[Items listed in a dataset]
•••••

PR #1404, opened 2023-04-25
Give Listener a read-only view of globals

pelletier:
As a follow up to https://github.com/tetratelabs/wazero/pull/1363.

This change is motivated by the fact that Go maintains [its own stack in the linear memory](https://docs.google.com/document/d/131vjr4DH6JFnb-blm_uRdaC0_Nv3OUwjEY5qVCxCup4/edit#heading=h.58es2esmswsk), instead of using the regular wasm stack. The Go runtime stores the stack pointer in global 0. In order to retrieve arguments from the stack, the listener has to read the value of global 0, then the memory.

I didn't include this as part of `Listener.Args()` because it is Go-specific. This logic can be implemented in a Listener without making Wazero aware of its specificities, as well as keeping StackIterator an iterator of the wasm stack.

One of the feedback on #1363 was that a user could modify the data presented to them in the Listener, while it was expected to be read-only. Here I took the approach of doing a proxy to achieve this – instead of just passing a slice to the globals, or making a copy of them. Let me know what you think!


achille-roussel:
Personally I would prefer a slice because it's less code to maintain. The `api.Global` interface does not allow modifying the value of the global, which achieves the desirable read-only behavior I believe.

If the user mutates the content of the `[]api.Global` argument, it can be made a non-issue; are we protecting against users mutating the wasm stack in function listeners?

pelletier:
> The api.Global interface does not allow modifying the value of the global, which achieves the desirable read-only behavior I believe.

I initially thought the same, but `wasm.GlobalInstance` doesn't implement `api.Global`. I don't see why it couldn't, but that would add to the public API. Do you think it's worth creating another type that implements `api.Global` with the same shape as `wasm.GlobalInstance`, and copy the slice module instance slice of globals every time? Or is there something that I missed?

> are we protecting against users mutating the wasm stack in function listeners?

We're not, but it was something we flagged to do, so wanted to do better this time :)

experimental/listener.go
```diff
@@ -24,6 +24,16 @@ type StackIterator interface {
 	Parameters() []uint64
 }
 
+// Globals is a proxy to the set of globals available to the context of a
+// function call.  This is useful for inspecting globals, but not modifying
+// them.
+type Globals interface {
+	// Count returns the number of globals registered at this moment.
+	Count() int
```
codefromthecrypt, line 32: the count of globals is static for the life of the module isn't it? If so, "registered at this moment" may be misleading.

Are you adding this here because the data isn't available on CompiledModule?

codefromthecrypt (commented):
I think I understand why you are going for this, but I think the cleaner way is to make an unexported view of api.Module instead. This is secretly why the functions on api.Module are prefixed Exported

so maybe make an interface experimental.Module (or a clever name) which has the extra module access you need, and cast into it?

experimental/listener.go
pelletier: > the count of globals is static for the life of the module isn't it?

Didn't realize that, thank you!

> Are you adding this here because the data isn't available on CompiledModule?

Added it because `api.Module` doesn't provide that information (only for exported globals).

pelletier:
@codefromthecrypt sounds good to me!

How about `experimental.FullModule`?

What do you think about replacing the `api.Module` in the `Before`/`After` function signatures with a `experimental.FullModule`, instead of having the implementation of those functions make a cast?

codefromthecrypt:
> How about experimental.FullModule?

I prefer experimental.InternalModule because I don't really think we ever want to add this normally.

> What do you think about replacing the api.Module in the Before/After function signatures with a experimental.FullModule, instead of having the implementation of those functions make a cast?

The reason we don't expose the full module is because you can monkey inside of it (as you are trying to do) and invalidate state. The listener wasn't originally trying for a use case to modify internal state, or even listen on it. So I don't really want to encourage use of this by changing the signature.

codefromthecrypt:
More thoughts.. others may have different opinions and I might come around, too.

I think wasm generally knows things they export will be messed with, and the contrary false. So, I think we should be really careful about accidentally exporting the whole thing just because of a current thing with Go. This is exactly the kind of thing that requires a lot of opinions before it becomes normal. Extern types that are missing etc, are a no brainer, making the black box grey.. little more concerning.

hope the ramble helps!

codefromthecrypt:
discussion here is fine!

pelletier:
Removed the proxy stuff to provide `experimental.InternalModule` instead. Let me know what you think!

internal/wasm/store.go
```diff
@@ -126,6 +126,9 @@ type (
 		aliases []string
 		// Definitions is derived from *Module, and is constructed during compilation phrase.
 		Definitions []FunctionDefinition
+
+		// globalsView holds a read-only view of all globals for experimental.InteralModule.
+		globalsView []api.Global
```
mathetake, line 131: I would like to avoid allocating this slice regardless of the usage of the experimental feature

experimental/experimental.go
```diff
@@ -2,3 +2,15 @@
...
+import (
+	"github.com/tetratelabs/wazero/api"
+)
+
+// InternalModule exposes additional module information not available through
+// api.Module.
+type InternalModule interface {
+	// ViewGlobals return a copy of all the globals defined in the module. It
+	// includes non-exported globals.
+	ViewGlobals() []api.Global
```
mathetake, line 15: If we limit this to by-index-access only, then we should be able to avoid allocating `globalsView []api.Global`?
```suggestion
	Global(index int) []api.Global
	GlobalsCount() int
```

pelletier:
@mathetake changed the API to use a Count + index style instead. I implemented `api.Global` on the value of a new internal struct `constantGlobal`. That way, there shouldn't be any allocation regardless of using that experimental feature.

After chatting with @achille-roussel , I took advantage of that change to factor in type-specific versions of globals (globalI32 and friends) into `constantGlobal` and the bulk of `mutableGlobal`.

experimental/experimental.go
```diff
@@ -2,3 +2,17 @@
...
+
+// InternalModule exposes additional module information not available through
+// api.Module.
+type InternalModule interface {
+	// GlobalsCount returns the count of all globals in the module.
+	GlobalsCount() int
+
+	// ViewGlobal provides a read-only view for a given global index. Panics if idx > GlobalsCount().
+	ViewGlobal(idx int) api.Global
+}
```
achille-roussel, line 18: I'd make a few changes here, tho some might be opinionated, so others may have different perspectives.

- Let's have `InternalModule` implement `api.Module`, since it's intended to be an extension of it
- Unless we've used the *Count name elsewhere in the wazero APIs, how about naming the method `NumGlobal` (e.g. `reflect.Type` uses `NumField`, `NumMethod`, etc...)
- Rename `ViewGlobal` to just `Global`

```go
type InternalModule interface {
    api.Module
    
    NumGlobal() int
    
    Global(i int) api.Global
}
```

internal/wasm/global.go
```diff
@@ -44,82 +36,16 @@ func (g *mutableGlobal) String() string {
...
-	return uint64(g)
-}
+// compile-time check to ensure mutableGlobal is a api.Global.
+var _ api.Global = mutableGlobal{}
 
-// String implements fmt.Stringer
-func (g globalF64) String() string {
-	return fmt.Sprintf("global(%f)", api.DecodeF64(g.Get()))
+// Set implements the same method as documented on api.MutableGlobal.
+func (g *mutableGlobal) Set(v uint64) {
```
achille-roussel, line 49: Let's pass the `mutableGlobal` receiver by value? Then change the allocation from `&mutableGlobal{...}` to `mutableGlobal{...}` (the pointer size struct value can then be inlined into the interface and avoid heap allocations).

internal/wasm/global.go
```diff
@@ -44,82 +36,16 @@ func (g *mutableGlobal) String() string {
...
-// compile-time check to ensure globalF64 is a api.Global
-var _ api.Global = globalF64(0)
-
-// Type implements the same method as documented on api.Global.
-func (g globalF64) Type() api.ValueType {
-	return ValueTypeF64
+// mutableGlobal extends constantGlobal to allow updates.
+type mutableGlobal struct {
+	constantGlobal
+	internalapi.WazeroOnlyType
```
achille-roussel, line 42: This needs to be the first parameter so it can be optimized as a zero-size field by the compiler.

internal/wasm/global.go
```diff
@@ -44,82 +36,16 @@ func (g *mutableGlobal) String() string {
...
-
-// compile-time check to ensure globalF64 is a api.Global
-var _ api.Global = globalF64(0)
-
-// Type implements the same method as documented on api.Global.
-func (g globalF64) Type() api.ValueType {
-	return ValueTypeF64
+// mutableGlobal extends constantGlobal to allow updates.
+type mutableGlobal struct {
+	constantGlobal
```
achille-roussel, line 41: Expressing `mutableGlobal` in terms of `constantGlobal` is tempting to remove a bit of code but it's also a bit misleading.

The `String` function is main piece of logic that is really worth reusing, how about factoring this out in a function and keeping the implementations of `mutableGlobal` and `constantGlobal` separated?
```go
func (g *GlobalInstance) String() string {
  ...
}
```
```go
func (g constantGlobal) String() string {
    return g.g.String()
}
```
```go
func (g mutableGlobal) String() string {
    return g.g.String()
}
```

internal/wasm/global.go
pelletier: TIL thank you!

internal/wasm/global.go
pelletier: Meant to do that but forgot to remove that pointer 🤦🏻 thank you!

internal/wasm/global.go
pelletier: Fair enough. It did feel a little weird replacing it everywhere.

internal/testing/enginetest/enginetest.go
```diff
@@ -632,7 +758,7 @@ func (f *fnListener) NewListener(api.FunctionDefinition) experimental.FunctionLi
 	return f
 }
 
-func (f *fnListener) Before(ctx context.Context, mod api.Module, def api.FunctionDefinition, paramValues []uint64, stackIterator experimental.StackIterator) context.Context {
+func (f fnListener) Before(ctx context.Context, mod api.Module, def api.FunctionDefinition, paramValues []uint64, stackIterator experimental.StackIterator) context.Context {
```
mathetake, line 761: could you stick to the pointer or value in receiver?

```suggestion
func (f *fnListener) Before(ctx context.Context, mod api.Module, def api.FunctionDefinition, paramValues []uint64, stackIterator experimental.StackIterator) context.Context {
```

internal/testing/enginetest/enginetest.go
```diff
@@ -623,6 +624,131 @@ func RunTestModuleEngineBeforeListenerStackIterator(t *testing.T, et EngineTeste
 	require.Equal(t, 0, len(expectedCallstacks))
 }
 
+// This tests that the Globals provided by the Engine to the Before hook of the
+// listener is properly able to read the values of the globals.
+func RunTestModuleEngine_BeforeListenerGlobals(t *testing.T, et EngineTester) {
```
mathetake, line 629:
```suggestion
func RunTestModuleEngineBeforeListenerGlobals(t *testing.T, et EngineTester) {
```

experimental/experimental.go
pelletier: > Unless we've used the *Count name elsewhere in the wazero APIs, how about naming the method NumGlobal (e.g. reflect.Type uses NumField, NumMethod, etc...)

Good idea. On a quick search, I don't see any precedent of either.

pelletier: > Rename ViewGlobal to just Global

Happy to. I wrote it that way to signal that it's going to be read-only (if you know that a given global should be mutable, you're still not going to be able to edit it through this API).

internal/testing/enginetest/enginetest.go
pelletier: Sorry for the mixup.

mathetake (approved):
Looks good to me now. good to go once @achille-roussel or @codefromthecrypt feels ready

pelletier:
Thanks a lot for the feedback! I believe I've addressed @achille-roussel's concerns in the last couple commits.

internal/wasm/global.go
```diff
@@ -1,125 +1,55 @@
...
-	"fmt"
-
 	"github.com/tetratelabs/wazero/api"
 	"github.com/tetratelabs/wazero/internal/internalapi"
 )
 
-type mutableGlobal struct {
-	internalapi.WazeroOnlyType
+// constantGlobal wraps GlobalInstance to implement api.Global.
+type constantGlobal struct {
```
achille-roussel, line 9: This type should have `internalapi.WazeroOnlyType` as well!

internal/wasm/module_instance.go
```diff
@@ -225,17 +225,15 @@ func (m *ModuleInstance) ExportedGlobal(name string) api.Global {
 	if g.Type.Mutable {
 		return &mutableGlobal{internalapi.WazeroOnlyType{}, g}
```
achille-roussel, line 226:
```suggestion
		return mutableGlobal{g: g}
```

achille-roussel (approved):
Looking good, thanks for the quick follow ups!

I left a few more comments but overall this looks good to go 👍

internal/wasm/global.go
pelletier: added. neat!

•••••

#### What you are asked to do:
Starting at the first line of the data above, please restate word for word every line up to and including the one that holds "This change is", and add nothing else.

#### Task answer:
PR #1404, opened 2023-04-25
Give Listener a read-only view of globals

pelletier:
As a follow up to https://github.com/tetratelabs/wazero/pull/1363.

This change is motivated by the fact that Go maintains [its own stack in the linear memory](https://docs.google.com/document/d/131vjr4DH6JFnb-blm_uRdaC0_Nv3OUwjEY5qVCxCup4/edit#heading=h.58es2esmswsk), instead of using the regular wasm stack. The Go runtime stores the stack pointer in global 0. In order to retrieve arguments from the stack, the listener has to read the value of global 0, then the memory.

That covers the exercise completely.